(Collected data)
PR #1443, opened 2020-11-04
SharePopover: Get appinfo for mailto

### LINKED ISSUE #1442: Get default email client icon and name
https://github.com/elementary/appcenter/blob/990470b3cf96448b187f00d8696ddacf967a7b6a/src/Widgets/SharePopover.vala#L34

This is not an FD.o icon name. We should get the default mail client and use its info here

danrabbit:
fixes #1442 

If we can't get appinfo for mailto then this button won't work, so we don't pack it

### DIFF
--- a/src/Widgets/SharePopover.vala
+++ b/src/Widgets/SharePopover.vala
@@ -36,7 +36,7 @@ public class SharePopover : Gtk.Popover {
         var mail_appinfo = AppInfo.get_default_for_uri_scheme ("mailto");
         if (mail_appinfo != null) {
             email_button.image = new Gtk.Image.from_gicon (mail_appinfo.get_icon (), Gtk.IconSize.DND);
-            email_button.tooltip_text = _(mail_appinfo.get_display_name ());
+            email_button.tooltip_text = mail_appinfo.get_display_name ();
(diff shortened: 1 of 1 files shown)


src/Widgets/SharePopover.vala
```diff
@@ -31,9 +31,14 @@ public class SharePopover : Gtk.Popover {
...
     construct {
-        var email_button = new Gtk.Button.from_icon_name ("internet-mail", Gtk.IconSize.DND);
-        email_button.tooltip_text = _("Email");
-        email_button.get_style_context ().add_class (Gtk.STYLE_CLASS_FLAT);
+        var email_button = new Gtk.Button ();
+
+        var mail_appinfo = AppInfo.get_default_for_uri_scheme ("mailto");
+        if (mail_appinfo != null) {
+            email_button.image = new Gtk.Image.from_gicon (mail_appinfo.get_icon (), Gtk.IconSize.DND);
+            email_button.tooltip_text = _(mail_appinfo.get_display_name ());
```
tintou, line 39:
```suggestion
            email_button.tooltip_text = mail_appinfo.get_display_name ();
```

tintou (approved):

Task statement
In the data above, find each line that has the word "client" and copy it out.

Task solution
### LINKED ISSUE #1442: Get default email client icon and name
This is not an FD.o icon name. We should get the default mail client and use its info here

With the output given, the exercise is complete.